Stored items from a collection
────────────────

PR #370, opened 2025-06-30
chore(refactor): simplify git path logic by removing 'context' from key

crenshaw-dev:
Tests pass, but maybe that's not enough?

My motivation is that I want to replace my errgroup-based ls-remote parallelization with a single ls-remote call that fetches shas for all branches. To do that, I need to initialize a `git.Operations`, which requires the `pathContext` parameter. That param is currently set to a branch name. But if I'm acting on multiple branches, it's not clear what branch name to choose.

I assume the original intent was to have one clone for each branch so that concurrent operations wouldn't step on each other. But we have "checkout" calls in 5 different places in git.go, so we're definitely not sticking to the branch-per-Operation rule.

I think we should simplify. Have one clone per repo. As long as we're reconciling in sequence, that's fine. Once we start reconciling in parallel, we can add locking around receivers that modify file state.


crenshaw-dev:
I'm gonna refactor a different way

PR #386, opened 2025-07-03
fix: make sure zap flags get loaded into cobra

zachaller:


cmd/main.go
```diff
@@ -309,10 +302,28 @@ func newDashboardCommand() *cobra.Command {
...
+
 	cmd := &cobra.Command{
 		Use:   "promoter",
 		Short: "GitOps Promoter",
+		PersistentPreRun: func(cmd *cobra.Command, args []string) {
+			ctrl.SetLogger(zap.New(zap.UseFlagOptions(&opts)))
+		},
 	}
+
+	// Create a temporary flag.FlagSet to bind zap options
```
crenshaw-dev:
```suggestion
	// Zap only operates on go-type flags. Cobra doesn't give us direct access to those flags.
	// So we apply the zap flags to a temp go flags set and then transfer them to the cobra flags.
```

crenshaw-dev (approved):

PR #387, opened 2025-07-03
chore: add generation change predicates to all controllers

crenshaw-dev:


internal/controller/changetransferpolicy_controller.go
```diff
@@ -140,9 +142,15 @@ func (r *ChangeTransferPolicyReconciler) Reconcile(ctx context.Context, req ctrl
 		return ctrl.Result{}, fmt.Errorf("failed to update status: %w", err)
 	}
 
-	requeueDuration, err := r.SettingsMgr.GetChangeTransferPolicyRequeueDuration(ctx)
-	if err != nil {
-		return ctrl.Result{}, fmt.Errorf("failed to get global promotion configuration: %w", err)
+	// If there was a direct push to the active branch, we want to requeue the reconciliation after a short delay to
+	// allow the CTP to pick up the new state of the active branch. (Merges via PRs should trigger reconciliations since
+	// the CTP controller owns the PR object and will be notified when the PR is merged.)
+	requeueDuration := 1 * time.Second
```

────────────────

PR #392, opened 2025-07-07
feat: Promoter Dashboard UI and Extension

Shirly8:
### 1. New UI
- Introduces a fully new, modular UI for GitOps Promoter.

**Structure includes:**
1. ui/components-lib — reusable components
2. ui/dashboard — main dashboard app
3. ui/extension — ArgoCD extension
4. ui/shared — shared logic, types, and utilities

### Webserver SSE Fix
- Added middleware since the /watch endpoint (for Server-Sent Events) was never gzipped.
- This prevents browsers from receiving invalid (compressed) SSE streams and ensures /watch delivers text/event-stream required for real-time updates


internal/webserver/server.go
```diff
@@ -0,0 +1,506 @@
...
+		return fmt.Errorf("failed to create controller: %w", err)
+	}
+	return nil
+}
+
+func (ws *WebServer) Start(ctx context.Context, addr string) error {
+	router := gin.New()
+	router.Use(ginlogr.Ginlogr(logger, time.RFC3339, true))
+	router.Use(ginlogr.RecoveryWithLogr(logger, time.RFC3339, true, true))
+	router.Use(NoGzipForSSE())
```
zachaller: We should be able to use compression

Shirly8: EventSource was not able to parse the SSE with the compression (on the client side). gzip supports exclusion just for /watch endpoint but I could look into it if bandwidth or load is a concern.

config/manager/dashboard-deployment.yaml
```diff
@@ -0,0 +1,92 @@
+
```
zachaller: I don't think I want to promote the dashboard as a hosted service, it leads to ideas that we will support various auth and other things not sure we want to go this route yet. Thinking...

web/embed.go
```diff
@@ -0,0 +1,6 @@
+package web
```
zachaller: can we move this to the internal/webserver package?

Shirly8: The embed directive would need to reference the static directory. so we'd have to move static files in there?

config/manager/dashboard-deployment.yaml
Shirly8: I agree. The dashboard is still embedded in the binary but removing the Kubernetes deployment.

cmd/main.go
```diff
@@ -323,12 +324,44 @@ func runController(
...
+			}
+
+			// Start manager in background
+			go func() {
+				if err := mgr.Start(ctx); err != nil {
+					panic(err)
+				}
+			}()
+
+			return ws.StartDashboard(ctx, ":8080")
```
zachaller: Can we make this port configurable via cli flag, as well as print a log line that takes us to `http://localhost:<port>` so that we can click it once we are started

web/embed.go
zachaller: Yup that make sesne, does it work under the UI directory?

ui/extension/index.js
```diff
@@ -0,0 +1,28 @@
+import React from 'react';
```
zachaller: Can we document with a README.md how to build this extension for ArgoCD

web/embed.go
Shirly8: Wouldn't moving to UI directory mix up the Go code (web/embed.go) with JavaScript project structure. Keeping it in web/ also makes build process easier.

────────────────

Problem to work on: Return every line of the data above in which "Errorf" appears.

Written response:
 		return ctrl.Result{}, fmt.Errorf("failed to update status: %w", err)
-		return ctrl.Result{}, fmt.Errorf("failed to get global promotion configuration: %w", err)
+		return fmt.Errorf("failed to create controller: %w", err)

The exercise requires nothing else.